Figure 3. Median time to discontinuation between biologic naïve and biologic experienced patients with ulcerative colitis (UC) and Crohn’s disease (CD) (Adapted33).
In a meta-analysis of 16 clinical trials, including 1,264 patients with rheumatoid arthritis (RA), almost half of RA patients in remission relapsed after elective anti-TNF therapy discontinuation (relapse rate=0.47 [95% CI 0.41–0.54])34.
A meta-analysis of six trials reported that the continuation of anti-TNF therapy in patients with RA in sustained remission or low disease activity, increased the probability of low disease activity (relative risk [RR]=0.66; 95% CI 0.51–0.84) and remission (RR=0.57, 95% CI 0.44–0.74), and reduced radiographic progression (RR=0.91, 95% CI 0.85–0.98)35.
Biosimilars, with reduced treatment costs compared to reference biologics, could initiate a paradigm shift in starting treatment earlier36,37
In a study of 566 patients with psoriatic arthritis (PsA) receiving either etanercept, infliximab or adalimumab, disease remission was achieved by 27, 36, and 35% of patients at 6, 12, and 18 months, respectively38,39.
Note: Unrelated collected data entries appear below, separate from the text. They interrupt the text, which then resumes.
PR #812, opened 2016-03-28
Fix date format so it works when mssql is not configured in us-english.

hermesti:
We cannot run migrations due to problems with date format in the phinxlog table. We use mssql with spanish date format: "dmy". Phinx always use the format 'Y-m-d H:i:s' which is not recognized by mssql with this configuration. Our change sets a date format in the SqlServerAdapter that is always recognized by mssql, regardless language configuration.

Environment:
PHP 5.4.45
SQL Server 2012

### DIFF
--- a/src/Phinx/Db/Adapter/SqlServerAdapter.php
+++ b/src/Phinx/Db/Adapter/SqlServerAdapter.php
@@ -1169,6 +1169,10 @@ SQL;
      * {@inheritdoc}
      */
     public function migrated(MigrationInterface $migration, $direction, $startTime, $endTime) {
+	    // Fix date format so it works when mssql is not configured in us-english.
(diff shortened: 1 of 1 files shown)


src/Phinx/Db/Adapter/SqlServerAdapter.php
```diff
@@ -1169,6 +1169,10 @@ public function getColumnTypes()
      * {@inheritdoc}
      */
     public function migrated(MigrationInterface $migration, $direction, $startTime, $endTime) {
+	    // Fix date format so it works when mssql is not configured in us-english.
```
robmorgan: @hermesti could you fix the comment indentation here?

JayPHP:
Closing this due to age, conflicts and no response from author. Please open a new Issue if you would like this re-opened.

PR #1729, opened 2020-04-08
Improving handling of add column instructions in sqlite

### LINKED ISSUE #1611: SQLite error with addTimestamps()
With current implementation of `addTimestamps()` method, it is impossible to add timestamp columns for already created table in SQLite environment. As there must be default value for column...

Migration 1:
```php
$this->table('users')
    ->addColumn('name', 'string', ['limit' => 255])
    ->addColumn('email', 'string', ['limit' => 255])
    ->addColumn('password', 'char', ['limit' => 60])
    ->save();
```

Migration 2:
```php
$this->table('users')->addTimestamps()->update();
```

Which generates:
```
PDOException: SQLSTATE[HY000]: General error: 1 Cannot add a column with non-constant default in /srv/vendor/robmorgan/phinx/src/Phinx/Db/Adapter/PdoAdapter.php:168
```

MasterOdin:
SQLite has many limitations with the ALTER TABLE commands around dropping columns, altering them, etc. which have been covered in previous PRs. However, while SQLite does
support using ALTER TABLE to add columns, it comes with quite a bit of caveats which include not being able to define a NOT NULL without a default, cannot define a default that is a function (e.g. CURRENT_TIMESTAMP), etc. As such, to overcome these things which people probably would not expect coming from other DBs, this commit makes it so that add column commands, like the alter column and drop column commands, we create a temp table with our desired changes, then copy in all old data into.

Closes #1611 and removes the cop-out that was my original solution for #1718 (with something that works as expected).

### DIFF
--- a/src/Phinx/Db/Adapter/SQLiteAdapter.php
+++ b/src/Phinx/Db/Adapter/SQLiteAdapter.php
@@ -814,7 +814,7 @@ PCRE_PATTERN;
         $selectColumns = array_map([$this, 'quoteColumnName'], $selectColumns);
         $writeColumns = array_map([$this, 'quoteColumnName'], $writeColumns);
 
-        if (!$found && $columnName !== false) {
+        if ($columnName && !$found) {
             throw new InvalidArgumentException(sprintf(
                 'The specified column doesn\'t exist: ' . $columnName
             ));
--- a/src/Phinx/Db/Adapter/SQLiteAdapter.php
+++ b/src/Phinx/Db/Adapter/SQLiteAdapter.php
@@ -673,14 +673,30 @@ PCRE_PATTERN;
      */
     protected function getAddColumnInstructions(Table $table, Column $column)
     {
-        $alter = sprintf(
-            'ALTER TABLE %s ADD COLUMN %s %s',
-            $this->quoteTableName($table->getName()),
-            $this->quoteColumnName($column->getName()),
-            $this->getColumnSqlDefinition($column)
-        );
+        $tableName = $table->getName();
 
-        return new AlterInstructions([], [$alter]);
+        $instructions = $this->beginAlterByCopyTable($tableName);
+
+        $instructions->addPostStep(function ($state) use ($column) {
+            $sql = $state['createSQL'];
+            $sql = preg_replace(
+                "/\)$/",
+                sprintf(', %s %s$1)', $this->quoteColumnName($column->getName()), $this->getColumnSqlDefinition($column)),
+                $state['createSQL'],
+                1
+            );
+            $this->execute($sql);
+
+            return $state;
+        });
+
+        $instructions->addPostStep(function ($state) use ($tableName) {
+            $newState = $this->calculateNewTableColumns($tableName, false, false);
+
+            return $newState + $state;
+        });
+
+        return $this->copyAndDropTmpTable($instructions, $tableName);
     }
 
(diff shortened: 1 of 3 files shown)


tests/Phinx/Db/Adapter/SQLiteAdapterTest.php
```diff
@@ -1117,9 +1117,28 @@ public function testAlterTableColumnAdd()
...
+            ['name' => 'created_at', 'type' => 'timestamp', 'default' => 'CURRENT_TIMESTAMP', 'null' => false],
+            ['name' => 'updated_at', 'type' => 'timestamp', 'default' => null, 'null' => true],
+        ];
+
+        $this->assertEquals(count($expected), count($columns));
+        $columnCount = count($columns);
+        for ($i = 0; $i < $columnCount; $i++) {
+            $this->assertEquals($expected[$i]['name'], $columns[$i]->getName(), "Wrong name for {$expected[$i]['name']}");
+            $this->assertEquals($expected[$i]['type'], $columns[$i]->getType(), "Wrong type for {$expected[$i]['name']}");
+            $this->assertEquals($expected[$i]['default'], $columns[$i]->getDefault(), "Wrong default for {$expected[$i]['name']}");
```
dereuromark, line 1139: Can we use assertSame() please. The false positive comparison of null vs false etc can be quite a problem.

src/Phinx/Db/Adapter/SQLiteAdapter.php
```diff
@@ -798,7 +814,7 @@ protected function calculateNewTableColumns($tableName, $columnName, $newColumnN
         $selectColumns = array_map([$this, 'quoteColumnName'], $selectColumns);
         $writeColumns = array_map([$this, 'quoteColumnName'], $writeColumns);
 
-        if (!$found) {
+        if (!$found && !empty($columnName)) {
```
dereuromark, line 817: !empty() is not needed here.

MasterOdin: Changed to `!==` as I think that's what you mean by "non-cloaking"?

dereuromark: No, i was talking about the equivalent of !empty() but without cloaking. Fixed it for you.

src/Phinx/Db/Adapter/SQLiteAdapter.php
```diff
@@ -798,7 +814,7 @@ protected function calculateNewTableColumns($tableName, $columnName, $newColumnN
         $selectColumns = array_map([$this, 'quoteColumnName'], $selectColumns);
         $writeColumns = array_map([$this, 'quoteColumnName'], $writeColumns);
 
-        if (!$found) {
+        if (!$found && $columnName !== false) {
```
dereuromark, line 817: Please don't force push. It is not needed, and just reverted my fix.

dereuromark: if (!$found && $columnName) {

MasterOdin: Done.

I've been force-pushing, so as to make the history a bit cleaner as I've had to look back a handful of times on commits and getting pieces of a larger changeset has been tedious for me.

I will stop combining my PR commits though going forward though if so desired.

Other data from a retrospective study, carried out in a routine clinical setting on 268 ankylosing spondylitis and PsA patients receiving a total of 353 anti-TNF treatment courses (97 adalimumab, 180 etanercept, 76 infliximab) showed at 6-month follow-up, >85% of patients who cycled to another anti-TNF product were responsive to the second anti-TNF product, and >70% of patients with a mean follow-up of 33.7 months were still receiving anti-TNF therapy40. The mean average (±SD) persistence of anti-TNF therapy was 30.2 (±24.7) months for etanercept, 43.7 (±25.6) months for infliximab and 16.5 (±15.4) months for adalimumab, (P<0.0001)40.
Biosimilars can reduce the economic need to use exit strategies
The decreased cost of biosimilars means patients may initiate treatment earlier and remain on treatment for longer. In a 5-year, open-label, observational cohort study evaluating 65 patients with dermatologic disease, a sustained clinical response was reported at the end of anti-TNF biosimilar treatment, with a drug survival/persistence rate of 76% for etanercept, 57% for infliximab, and 50% for adalimumab41. All anti-TNF agents were effective, generally well-tolerated and clinical improvement was maintained through the 5 years41.
The increasing availability of biosimilars therefore represents an opportunity to reduce the economic need to employ exit strategies for patients with dermatology disease in the knowledge that the chance of relapse will be reduced41.